*Task requirements:*
Each line from the start of the records through the line containing "- Instructions on manual" is to be transcribed exactly, and no other line is to be included.

Collected data entries:
[Start of section]

Issue #5062, opened 2019-07-16
Update demo and workload flags for new workload(s) in 19.2


ericharmeling:
- docs/v19.2/cockroach-demo.md
- docs/v19.2/cockroach-workload.md

AFAIK `movr` is the only newly-whitelisted workload/demo for 19.2...

ericharmeling:
#5075

Issue #5061, opened 2019-07-16
MovR Documentation


ericharmeling:
We need to create a documentation section that introduces the MovR application and dataset, and provides instructions for setting up the database and tables, to run the application.

This page will include the following:

- A general overview of the MovR application and dataset.
- Instructions on using `cockroach demo` and `cockroach workload` for MovR.
- Instructions on manual setup (perhaps first on a simple local cluster, and then on a larger, distributed GCP cluster).

_Originally posted by @ericharmeling in https://github.com/cockroachdb/docs/issues/2849#issuecomment-509316569_

See also https://github.com/cockroachdb/movr/issues/90 and https://github.com/cockroachdb/docs/issues/5062

ericharmeling:
See #5075

Issue #5041, opened 2019-07-11
SQL Statement examples with MovR (First Round)


ericharmeling:
After #5040, update [SQL statement](https://www.cockroachlabs.com/docs/stable/sql-statements.html) examples to use MovR dataset.

Let's start with the statements used in #5040.

_Originally posted by @ericharmeling in https://github.com/cockroachdb/docs/issues/2849#issuecomment-509316569_

ericharmeling:
First commit: https://github.com/ericharmeling/docs/commit/7b0447de99affc2e70228866e2707060866adadb

Issue #5040, opened 2019-07-11
Learn CockroachDB SQL with MovR


ericharmeling:
Update first example: [Learn CockroachDB SQL](https://www.cockroachlabs.com/docs/dev/learn-cockroachdb-sql.html)

I'm thinking we leave the original example as-is, but change the title to "Learn CockroachDB SQL with a Running Cluster", place it under "Learn CockroachDB SQL" in the ToC, with new "Overview" and a "Learn CockroachDB SQL with Temporary, In-memory Cluster" sections.

@rmloveland Thoughts?

I've done this in my [movr-update](https://github.com/ericharmeling/docs/tree/movr-update) branch:
https://github.com/ericharmeling/docs/commit/33e5ec87da0aaa26b1b9b932292709c5c9e178ec 

Feel free to check that out to see what I'm talking about!

Another idea: we could use those section switches that are used throughout the docs to switch "Secure" and "Insecure" examples (e.g. `<section class="filter-content" markdown="1" data-scope="movr">`).

_Originally posted by @ericharmeling in https://github.com/cockroachdb/docs/issues/2849#issuecomment-509316569_

ericharmeling:
PR: #5216

PR #5075, opened 2019-07-19
First round of movr updates

ericharmeling:
This is the very first round of `movr` doc updates. These changes are all for 19.2 doc.

This PR includes the following:
- A section dedicated to explaining the MovR example (movr.md) #5061
- The `movr` command added to the `cockroach demo` and `cockroach workload` command documentation for 19.2 (cockroach-demo.md, cockroach-workload.md) #5062
- Updates to "Learn CockroachDB SQL", to use the `movr` database instead of other generic examples (learn-cockroachdb-sql-movr.md) #5040
- Updates to a few SQL statement example sections, including INSERT (insert.md), SHOW TABLES (show-tables.md), SHOW COLUMNS (show-columns.md), DROP TABLE (drop-table.md), and CREATE TABLE (create-table.md) #5041 ... Many more of these to come!

Note that I've also changed/added several other include files where necessary. I suspect there are plenty of changes that need to be made to this PR upon review. No rush!


rmloveland:
Can you please squash and force push at your leisure?  Will make review easier for me.
(Hoping you don't see this or act on it until after your vacation :-} )

_includes/sidebar-data-v19.2.json
```diff
@@ -43,7 +43,7 @@
           {
             "title": "Learn CockroachDB SQL",
             "urls": [
-              "/${VERSION}/learn-cockroachdb-sql.html"
+              "/${VERSION}/learn-cockroachdb-sql-movr.html"
```
rmloveland: We should not do this IMO for several reasons: (1) we throw away all our PageRank on the existing page built up over several years, (2) the existing page becomes an orphan since AFAICT it's still in the site.  We should instead update the existing "Learn CRDB SQL" page with the MovR content IMO

_includes/v19.2/sql/movr-start.md
```diff
@@ -0,0 +1,6 @@
+- Run [`cockroach demo movr`](cockroach-demo.html) to open an interactive SQL shell to a temporary, in-memory cluster with the `movr` database preloaded and set as the [current database](sql-name-resolution.html#current-database).
+- Use [`cockroach workload`](cockroach-workload.html):
+ 1. Start up a [secure](secure-a-cluster.html) or [insecure](start-a-local-cluster.html) local cluster.
+ 1. Run `cockroach workload init movr` with the appropriate flags and [connection string](connection-parameters.html) to initialize and populate the `movr` database on your running cluster.
```
rmloveland: Could we show the exact command string here for at least the simplest case?  And keep the links for people who need something more complicated

_includes/v19.2/sql/movr-start.md
```diff
@@ -0,0 +1,6 @@
...
+ 1. Open an interactive SQL shell to the cluster with the [`cockroach sql`](use-the-built-in-sql-client.html) command.
```
rmloveland: Same comment as in some other places re: could we show the exact `$ cockroach sql --insecure ...` command?  Would make it easier for users to copypasta and get through the instructions

_includes/v19.2/sql/movr-start.md
```diff
@@ -0,0 +1,6 @@
...
+ 1. Set `movr` as the [current database](sql-name-resolution.html#current-database) for the session with the [`SET`](set-vars.html) statement.
```
rmloveland: Same comment as before re: could we show the explicit command for copypasta?  also, I think it's easiest to `> USE movr;` instead of `SET ...`

_includes/v19.2/sql/movr-statements-no-data.md
```diff
@@ -0,0 +1,10 @@
+The following examples use MovR, a fictional vehicle-sharing application, to demonstrate CockroachDB SQL statements. For more information about the MovR example application, see [MovR: A Global Ride-sharing App](movr.html).
```
rmloveland: I think we should standardize on either ride-sharing or vehicle-sharing.  AFAICT it's really more "vehicle sharing" since there is no drivers table, etc.  Is that correct?

_includes/v19.2/sql/movr-statements.md
```diff
@@ -0,0 +1,5 @@
+The following examples use MovR, a fictional vehicle-sharing application, to demonstrate CockroachDB SQL statements. For more information about the MovR example application and dataset, see [MovR: A Global Ride-sharing App](movr.html).
+
+To follow along with the example statements, do one of the following:
+
+{% include {{page.version.version}}/sql/movr-start.md %}
```
rmloveland: Is it necessary to have the double-layer of includes here?  Maybe I'm not understanding the whole structure of this.
General comment on the include strategy: I wonder also if we could get away with having one `movr-statements.md` include rather than having one each for with/without data.  Maybe there's a way to write it up as a choice, like "in case A, do this; in case B, do this"?

v19.2/create-table.md
```diff
@@ -103,140 +105,132 @@ In CockroachDB, every table requires a [primary key](primary-key.html). If one i
...
-| logon      | primary    |   false    |            1 | rowid       | ASC       |  false  |  false   |
-+------------+------------+------------+--------------+-------------+-----------+---------+----------+
+  users      | primary    |   false    |            1 | rowid       | ASC       |  false  |  false
 (1 row)
 ~~~
 
 ### Create a table (primary key defined)
 
-In this example, we create a table with three columns. One column is the [`PRIMARY KEY`](primary-key.html), another is given the [`UNIQUE` constraint](unique.html), and the third has no constraints. The `PRIMARY KEY` and column with the `UNIQUE` constraint are automatically indexed.
+In this example, we create the `users` table, but with some column [constraints](constraints.html). One column is the [`PRIMARY KEY`](primary-key.html), another is given the [`UNIQUE` constraint](unique.html), and another has both a `UNIQUE` constraint and a [`CHECK`](check.html) constraint that limits the length of the string. The `PRIMARY KEY` and column with the `UNIQUE` constraint are automatically indexed.
```
rmloveland: I think our convention is to refer to these things in prose without upper-case or monospace as a "primary key", "unique constraint", "check constraint", etc., except in cases where we are directly referring to SQL statement text.  Although I was not able to find this in [our style guide](https://github.com/cockroachdb/docs/blob/master/STYLE.md), so maybe we need an update there.  But I'm pretty sure this is our convention based on convos I've had during PR reviews.

v19.2/create-table.md
```diff
@@ -103,140 +105,132 @@ In CockroachDB, every table requires a [primary key](primary-key.html). If one i
...
-| logoff     | logoff_user_email_key |   false    |            2 | user_id     | ASC       |  false  |   true   |
-+------------+-----------------------+------------+--------------+-------------+-----------+---------+----------+
-(3 rows)
+table_name |   index_name   | non_unique | seq_in_index | column_name | direction | storing | implicit
++------------+----------------+------------+--------------+-------------+-----------+---------+----------+
+users      | primary        |   false    |            1 | id          | ASC       |  false  |  false
+users      | users_name_key |   false    |            1 | name        | ASC       |  false  |  false
+users      | users_name_key |   false    |            2 | id          | ASC       |  false  |   true
+users      | users_dl_key   |   false    |            1 | dl          | ASC       |  false  |  false
+users      | users_dl_key   |   false    |            2 | id          | ASC       |  false  |   true
```
rmloveland: This table appears to be a little out of alignment. #nitpicking

v19.2/create-table.md
```diff
@@ -264,74 +258,108 @@ In this example, we use `ON DELETE CASCADE` (i.e., when row referenced by a fore
...
-|            | REFERENCES customers (id) ON DELETE CASCADE,                             |
-|            |                                                                          |
-|            |     INDEX orders_auto_index_fk_customer_id_ref_customers (customer_id    |
-|            | ASC),                                                                    |
-|            |                                                                          |
-|            |     FAMILY "primary" (id, customer_id)                                   |
-|            |                                                                          |
-|            | )                                                                        |
-+------------+--------------------------------------------------------------------------+
+> SHOW CREATE vehicles;
```
rmloveland: This could be slightly more specific as `SHOW CREATE TABLE` but IDK if it matters.  Either way it works!

v19.2/create-table.md
```diff
@@ -264,74 +258,108 @@ In this example, we use `ON DELETE CASCADE` (i.e., when row referenced by a fore
...
+
+{% include copy-clipboard.html %}
+~~~ sql
+> SELECT * FROM vehicles;
+~~~
+
+~~~
+                   id                  |  city   | type |               owner_id               | creation_time | status | current_location | ext
++--------------------------------------+---------+------+--------------------------------------+---------------+--------+------------------+------+
+  fc6f7a8c-4ba9-42e1-9c37-7be3c906050c | seattle | NULL | 26da1fce-59e1-4290-a786-9068242dd195 | NULL          | NULL   | NULL             | NULL
```
rmloveland: Interesting, so the DB schema doesn't auto-fill a creation time.  Huh.  Not material to this review, just a possible MovR code/DB update for the future, perhaps?  TBH it strikes me as odd that this field, status, and current location are allowed to be NULL.  Particularly location and status.

v19.2/drop-table.md
```diff
@@ -62,52 +65,82 @@ DROP TABLE
...
+  users
+  vehicle_location_histories
+  vehicles
+(5 rows)
 ~~~
 
 ### Remove a table and dependent objects with `CASCADE`
 
-In this example, a view depends on the table being dropped. Therefore, it's only possible to drop the table while simultaneously dropping the dependent view using `CASCADE`.
+In this example, a foreign key from a different table references the table being dropped. Therefore, it's only possible to drop the table while simultaneously dropping the dependent foreign key constraint using `CASCADE`.
```
rmloveland: It might be nice to make the first mention of "foreign key" into a link to the Foreign Key Constraint doc.

v19.2/drop-table.md
```diff
@@ -62,52 +65,82 @@ DROP TABLE
...
-| table_name         |
-+--------------------+
-| accounts           |
-| user_accounts_view |
-+--------------------+
-(2 rows)
+pq: "users" is referenced by foreign key from table "vehicles"
 ~~~
 
+You can use the [`SHOW CREATE`](show-create.html) statement to see how the columns in a table are created, including data types, default values, indexes, and constraints.
```
rmloveland: It might be nice to preface this with some context, something like "To see how 'users' is referenced from 'vehicles', use the `SHOW CREATE` ..."

v19.2/drop-table.md
```diff
@@ -116,15 +149,41 @@ DROP TABLE
...
-(0 rows)
+          table_name
++----------------------------+
+  rides
+  user_promo_codes
+  vehicle_location_histories
+  vehicles
+(4 rows)
+~~~
+
```
rmloveland: It might be good to add some explication here between these statements like "Now, we can verify the FK has been removed by running SHOW CREATE again and seeing that the XXX_fk is gone" ... or similar.

v19.2/insert.md
```diff
@@ -67,68 +67,81 @@ key. Using `ON CONFLICT` is therefore more flexible.
...
-All of the examples below assume you've already created a table `accounts`:
-
-{% include copy-clipboard.html %}
-~~~ sql
-> CREATE TABLE accounts(
-    id INT DEFAULT unique_rowid() PRIMARY KEY,
-    balance DECIMAL
-);
-~~~
+{% include {{page.version.version}}/sql/movr-statements.md %}
```
rmloveland: Left comments on `movr-statements.md` already, but wanna reiterate question of whether we can revamp to add "logic" to the text so we don't need `movr-statements-no-data.md`.

v19.2/insert.md
```diff
@@ -67,68 +67,81 @@ key. Using `ON CONFLICT` is therefore more flexible.
...
-   1 | 10000.50
-(1 row)
+                   id                  |   city   |       name       |           address           | credit_card
++--------------------------------------+----------+------------------+-----------------------------+-------------+
+  00000000-0000-4000-8000-000000000000 | new york | Robert Murphy    | 99176 Anderson Mills        | 8885705228
+  051eb851-eb85-4ec0-8000-000000000001 | new york | James Hamilton   | 73488 Sydney Ports Suite 57 | 8340905892
+  0a3d70a3-d70a-4d80-8000-000000000002 | new york | Judy White       | 18580 Rosario Ville Apt. 61 | 2597958636
+  0f5c28f5-c28f-4c00-8000-000000000003 | new york | Devin Jordan     | 81127 Angela Ferry Apt. 8   | 5614075234
+  147ae147-ae14-4b00-8000-000000000004 | new york | Catherine Nelson | 1149 Lee Alley              | 0792553487
+  c28f5c28-f5c2-4000-8000-000000000026 | new york | Petee            | 101 5th Ave                 | 1234567890
```
rmloveland: Movr comment, not docs comment: we should update the credit card handling to be more realistic at some point, hashed, elliptic curved, or "just use Stripe", or whatever the correct behavior should be - not plaintext.

v19.2/insert.md
```diff
@@ -439,204 +471,195 @@ IDs:
...
 ~~~
 
 The printed values would look like:
 
 ~~~
 IDs:
-{ id: '190019066706952193' }
-{ id: '190019066706984961' }
+{ id: 'cdd379e3-2d0b-4622-8ba8-4f0a1edfbc8e' }
+{ id: '4224b360-b1b0-4e4d-aba2-a35c64cdf404' }
```
rmloveland: All of these code sample updates LGTM at first blush.  After I get through the initial prose/doc review, I'll take a second pass through where I check all the SQL statements and code snippets.  Gosh we need automated testing :-)

v19.2/learn-cockroachdb-sql-movr.md
```diff
@@ -0,0 +1,381 @@
+---
+title: Learn CockroachDB SQL
```
rmloveland: I don't understand why this is a new file named `learn-cockroachdb-sql-movr.md` and not an update to the existing `learn-cockroachdb-sql.md`?  Aha, it looks like you pinged me in #5040 but I didn't get an email, weird.  My opinion is that we should do the minimal update to edit the existing "Learn CockroachDB SQL" page to make it "movr-compatible", since I think making "Learn CockroachDB SQL" a family of pages with different options for starting the database is adding complexity to the "user journey", and using "cockroach demo" vs. spinning up a local cluster is sort of a separate issue we should decide how to address / standardize in our docs IMO.  But let's discuss!  We should def get Jesse's opinion when he returns from vacation, I'm curious about his thoughts also.

v19.2/learn-cockroachdb-sql-movr.md
```diff
@@ -0,0 +1,381 @@
...
+summary: Learn some of the most essential CockroachDB SQL statements on a local cluster.
+toc: true
+build_for: [standard, managed]
+---
+
+This tutorial walks you through some of the most essential CockroachDB SQL statements, using the `movr` dataset. For a complete list of supported SQL statements and related details, see [SQL Statements](sql-statements.html). For more information about the `movr` dataset and the MovR example application, see [MovR: A Global Ride-sharing App](movr.html).
```
rmloveland: These 2 finishing sentences would be easier to scan if they were each on their own line at the end of this intro

v19.2/learn-cockroachdb-sql-movr.md
```diff
@@ -0,0 +1,381 @@
...
+
+{{site.data.alerts.callout_info}}
+CockroachDB aims to provide standard SQL with extensions, but some standard SQL functionality is not yet available. See our [SQL Feature Support](sql-feature-support.html) page for more details.
```
rmloveland: I think this note was already here, but I've filed https://github.com/cockroachdb/docs/issues/5125 to try to remove it

v19.2/learn-cockroachdb-sql.md
```diff
@@ -1,6 +1,6 @@
 ---
-title: Learn CockroachDB SQL
-summary: Learn some of the most essential CockroachDB SQL statements.
+title: Learn CockroachDB SQL with a Running Cluster
```
rmloveland: Hm, from looking at the auto-built test site, it looks like this file is an orphan from the TOC now.  I left a comment above on the TOC JSON that is basically: I don't think we should add a new "Learn CRDB SQL MovR" page, I think we should edit the existing page with the MovR updates.  Reasoning is explained in that comment.

v19.2/movr.md
```diff
@@ -0,0 +1,85 @@
...
+
+MovR is a fictional vehicle-sharing company created to demonstrate CockroachDB's features.
+
+## Overview
+
+The MovR example consists of three components:
+
+- The `movr` database, which contains several tables that hold vehicle, user, and ride data. The `movr` database is built into `cockroach demo` and `cockroach workload`.
+- The `movr` dataset, which consists of rows of data that populate tables in the `movr` database. The `movr` dataset is built into `cockroach demo` and `cockroach workload`.
+- The MovR application is a fully-functional vehicle-sharing application, written in Python. All of MovR application source code is open-source, and available on the [movr](https://github.com/cockroachdb/movr) GitHub repository.
```
rmloveland: All of the mentions (or at least the first mention) of `cockroach demo` and `cockroach workload` could link to the docs for those commands.

v19.2/movr.md
```diff
@@ -0,0 +1,85 @@
...
+
+## The `movr` Database
+
+Three tables in the `movr` database store most of the user, vehicle, and ride data for MovR:
```
rmloveland: It may be correct that they store "most of" the data, but perhaps for simplicity of introducing this it could be glossed over?  Genuinely asking because I don't actually know movr that well.  Alternatively, if we do keep it in, IMO we should say where "the rest of it" is.

v19.2/movr.md
```diff
@@ -0,0 +1,85 @@
...
+
+Each table has a composite primary key of `city` and `id`, with `city` being first in the key.
+
+<img src="{{ 'images/v19.2/geo-partitioning-schema.png' | relative_url }}" alt="Geo-partitioning schema" style="max-width:100%" />
+
+The `movr` database also contains the `promo_codes`, `user_promo_codes`, and `vehicle_location_histories` tables.
+
+## Using `cockroach` Commands to Generate Schemas and Data for MovR
+
+Use `cockroach` commands to load the `movr` database and dataset that are built into the CockroachDB binary.
```
rmloveland: More of a style thing, but I'd probably edit this slightly to say "Use the following cockroach commands ..." and then make the following 2 items a bulleted list.

v19.2/movr.md
```diff
@@ -0,0 +1,85 @@
...
+
+[`cockroach demo movr`](cockroach-demo.html) opens a temporary, in-memory cluster with the `movr` database preloaded and set as the [current database](sql-name-resolution.html#current-database):
+
+[`cockroach workload init movr`](cockroach-workload.html) loads the `movr` database and some sample data to a running cluster.
+
+## Using the MovR Application
+
+The workflow for MovR is as follows:
```
rmloveland: I was a little confused by this sentence until I read the steps that follow.  It might be a little clearer to say something like "at a high level, the movr app works as follows" (or something much better than that obv :-} )

v19.2/movr.md
```diff
@@ -0,0 +1,85 @@
...
+
+5. The user ends the ride and releases the vehicle, which is an `UPDATE` of a row in the `vehicles` table and an `UPDATE` of a row in the `rides` table:
+
+    ~~~ sql
+    > UPDATE vehicles SET status = 'available' WHERE ...
+    ~~~
+
+    ~~~ sql
+    > UPDATE rides SET end_address = <value> ...
+    ~~~
```
rmloveland: This section is great!  The mapping of use cases to SQL is so easy to follow / understand.

v19.2/movr.md
```diff
@@ -0,0 +1,85 @@
...
+
+## Extended Examples
+
+MovR scales as a geo-partitioned application and database that you can deploy using Docker images across a multi-region cluster deployment. For a full example, see [Geo-Partitioning for Fast Reads and Writes in a Multi-Region Cluster](demo-geo-partitioning.html).
```
rmloveland: This could possibly be a bit clearer if the latter 2 sentences were each on their own line for easier scanning, as well as revised so their clause structures approximately match a "for more info about X, see Y" formulation, e.g.,
"For an example showing how to tune geo-partitioning for fast reads and writes ..., see ..."
"For a tutorial showing how to tune CockroachDB's performance, see ..."
Writer nerd thing: This type of phrasing is taken from the MSFT style guide 3rd ed. which says
"Information about why the link is interesting should precede the link itself."
Bonus: the reader knows quickly whether they need to read to the end of the sentence or not.
(PS I love that book, it's kinda weird and dated but very cool IMO)

v19.2/movr.md
```diff
@@ -0,0 +1,85 @@
...
+
+You can also learn more about performance tuning in CockroachDB with the MovR example: [Performance Tuning](performance-tuning.html).
```
rmloveland: I think we should add a 'Related Topics' section to the bottom of this page similar to the one found on most other pages.  It could link to various other movr-related things

_includes/sidebar-data-v19.2.json
ericharmeling: Both totally legitimate reasons to just update the file with the same name rather than create an additional file and have two separate files! I'll fix this.

_includes/v19.2/sql/movr-start.md
ericharmeling: Sure thing!

_includes/v19.2/sql/movr-start.md
ericharmeling: Sure thing! Question: Should we be providing copy-paste commands for users trying to start a secure cluster, or just for insecure clusters? We would have to make the assumption that folks have already created certs, etc, or we would have to provide sample commands for all of those steps...

_includes/v19.2/sql/movr-start.md
ericharmeling: Done!

_includes/v19.2/sql/movr-statements-no-data.md
ericharmeling: I 100% agree on this. It is, in fact, a vehicle-sharing app. I confirmed this with Nate last week. I plan to make this global change a part of the PR.

_includes/v19.2/sql/movr-statements.md
ericharmeling: The intro sentence really only applies to SQL statement examples (e.g. insert.md), but the movr-start.md instructions apply to all examples where we use the MovR dataset (e.g. learn-cockroachdb-sql.md). If we could use conditional includes, that would be amazing. Candidly, I don't know how to do that... I'll follow up offline about this.

v19.2/create-table.md
ericharmeling: Makes sense to me!

ericharmeling: Do we typically keep the reference links to other doc pages though?

v19.2/create-table.md
ericharmeling: Great catch!

v19.2/create-table.md
ericharmeling: I agree! There are a lot of gaps in the data generator like this... I am compiling a list of improvements to the dataset/generator. Setting the default values as non-null, generated values is definitely among on that list.

v19.2/drop-table.md
ericharmeling: Done.

v19.2/drop-table.md
ericharmeling: Done.

v19.2/create-table.md
ericharmeling: Done.

v19.2/insert.md
ericharmeling: Sure thing - let's talk about this.

v19.2/insert.md
ericharmeling: Agreed. I'll add this to the notes.

v19.2/learn-cockroachdb-sql-movr.md
ericharmeling: OK. I'll go ahead and remove it from here.

v19.2/insert.md
ericharmeling: Sounds good! +1

v19.2/drop-table.md
ericharmeling: Done!

v19.2/learn-cockroachdb-sql-movr.md
ericharmeling: I think you are right on this... We should be aiming to simplify docs, especially "Learn CockroachDB" docs and others of that ilk. I'll simplify this just as you suggest.

v19.2/learn-cockroachdb-sql-movr.md
ericharmeling: Done.

v19.2/learn-cockroachdb-sql.md
ericharmeling: Done.

v19.2/movr.md
ericharmeling: This was shamelessly copied from https://www.cockroachlabs.com/docs/stable/demo-geo-partitioning.html ! :)

v19.2/movr.md
ericharmeling: Done!

v19.2/movr.md
ericharmeling: Good call. I removed that "most of" part. There is a sentence further down that lists the other tables (currently) in the database.

v19.2/movr.md
ericharmeling: Done!

v19.2/movr.md
ericharmeling: Done.

v19.2/movr.md
ericharmeling: Done. This is also just awesome general writing advice! Thanks!

I'll have to check out this book...

v19.2/movr.md
ericharmeling: Done!

_includes/v19.2/sql/movr-statements.md
rmloveland: SGTM

v19.2/create-table.md
rmloveland: Yes - I am only referring to changing the text.

_includes/v19.2/sql/movr-start.md
rmloveland: As we discussed, my vote is for simple insecure-only, since if you're using secure we can't really know what your connection string is.

jseldess:
___
*[v19.2/movr.md, line 13 at r3](https://reviewable.io/reviews/cockroachdb/docs/5075#-LmF8H0WDGeuR63JA-Yn:-LmF8H0WDGeuR63JA-Yo:bbx1bt5) ([raw file](https://github.com/cockroachdb/docs/blob/b1544f5348dc974a88daee7be262c0dcbb0db432/v19.2/movr.md#L13)):*
> ```Markdown
> The MovR example consists of three components.
> 
> - The `movr` database, which contains several tables that hold vehicle, user, and ride data. The `movr` database is built into [`cockroach demo`](cockroach-demo.html) and [`cockroach workload`](cockroach-workload.html).
> ```

On another review, I think this first bullet isn't necessary. Focusing on this as a dataset, which implies a database, and an application, seems clearer.

jseldess:
___
*[_includes/sidebar-data-v19.2.json, line 126 at r2](https://reviewable.io/reviews/cockroachdb/docs/5075#-Lll_8rS7_MZhAzfYqsh:-LmF8UcB9s90yCQCwo32:bqvct4i) ([raw file](https://github.com/cockroachdb/docs/blob/0cf4fe269ac9d714ad93eb0d5e01eeed96809384/_includes/sidebar-data-v19.2.json#L126)):*

Valid point, but despite it also being a static dataset, I think "Sample Applications" focuses on the fact that it is based on a fictional application. I like it how you have it, and I like imagining that we might add more sample applications as well. Maybe show it in the sidenav as `MovR: vehicle-sharing app" or something?
</blockquote></details>

Thinking about this more. We could also name this section just "Workloads" and consider featuring more of all of the workloads and datasets built into `cockroach workload` and `cockroach demo` (separately, of course). I'm thinking YCSB and TPCC would be particularly useful to call out as workloads. Thoughts?

jseldess:
@ericharmeling, teamcity is failing due to these broken links:

```
[21:39:34][Step 1/1] ========================================================================
[21:39:34][Step 1/1] running in concurrent mode, this is experimental
[21:39:35][Step 1/1] b1544f5348dc974a88daee7be262c0dcbb0db432/v19.2/indexes.html
[21:39:35][Step 1/1]   hash does not exist --- b1544f5348dc974a88daee7be262c0dcbb0db432/v19.2/indexes.html --> create-table.html#create-a-table-primary-key-defined
[21:39:35][Step 1/1] b1544f5348dc974a88daee7be262c0dcbb0db432/v19.2/add-constraint.html
[21:39:35][Step 1/1]   hash does not exist --- b1544f5348dc974a88daee7be262c0dcbb0db432/v19.2/add-constraint.html --> create-table.html#create-a-table-primary-key-defined
[21:39:36][Step 1/1] ========================================================================
```

Let me know if you need any help resolving them.

ericharmeling:
> @ericharmeling, teamcity is failing due to these broken links:
> 
> ```
> [21:39:34][Step 1/1] ========================================================================
> [21:39:34][Step 1/1] running in concurrent mode, this is experimental
> [21:39:35][Step 1/1] b1544f5348dc974a88daee7be262c0dcbb0db432/v19.2/indexes.html
> [21:39:35][Step 1/1]   hash does not exist --- b1544f5348dc974a88daee7be262c0dcbb0db432/v19.2/indexes.html --> create-table.html#create-a-table-primary-key-defined
> [21:39:35][Step 1/1] b1544f5348dc974a88daee7be262c0dcbb0db432/v19.2/add-constraint.html
> [21:39:35][Step 1/1]   hash does not exist --- b1544f5348dc974a88daee7be262c0dcbb0db432/v19.2/add-constraint.html --> create-table.html#create-a-table-primary-key-defined
> [21:39:36][Step 1/1] ========================================================================
> ```
> 
> Let me know if you need any help resolving them.

Fixed the broken links... These happened because I removed the `CREATE TABLE` example that doesn't define a primary key in response to #4912.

[End of section]

*Your response:*
Issue #5062, opened 2019-07-16
Update demo and workload flags for new workload(s) in 19.2


ericharmeling:
- docs/v19.2/cockroach-demo.md
- docs/v19.2/cockroach-workload.md

AFAIK `movr` is the only newly-whitelisted workload/demo for 19.2...

ericharmeling:
#5075

Issue #5061, opened 2019-07-16
MovR Documentation


ericharmeling:
We need to create a documentation section that introduces the MovR application and dataset, and provides instructions for setting up the database and tables, to run the application.

This page will include the following:

- A general overview of the MovR application and dataset.
- Instructions on using `cockroach demo` and `cockroach workload` for MovR.
- Instructions on manual setup (perhaps first on a simple local cluster, and then on a larger, distributed GCP cluster).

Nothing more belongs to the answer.